(DATA FOR PROCESSING)

PR #1194, opened 2022-02-16
RFC: Independent Crate Versioning

jdisanti:
## Motivation and Context
This adds an RFC describing how we should approach versioning and publishing to crates.io long-term. It incorporates feedback [from a previous RFC](https://github.com/awslabs/smithy-rs/pull/759) by breaking the requirement that `major.minor` versions should be the same across all crates in the SDK.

(End DATA FOR PROCESSING)

* _PROBLEM TO SOLVE_
Take the line holding "## Motivation and Context" and all lines after it through the end of the data, and set them down exactly.

* _EXPECTED ANSWER_
## Motivation and Context
This adds an RFC describing how we should approach versioning and publishing to crates.io long-term. It incorporates feedback [from a previous RFC](https://github.com/awslabs/smithy-rs/pull/759) by breaking the requirement that `major.minor` versions should be the same across all crates in the SDK.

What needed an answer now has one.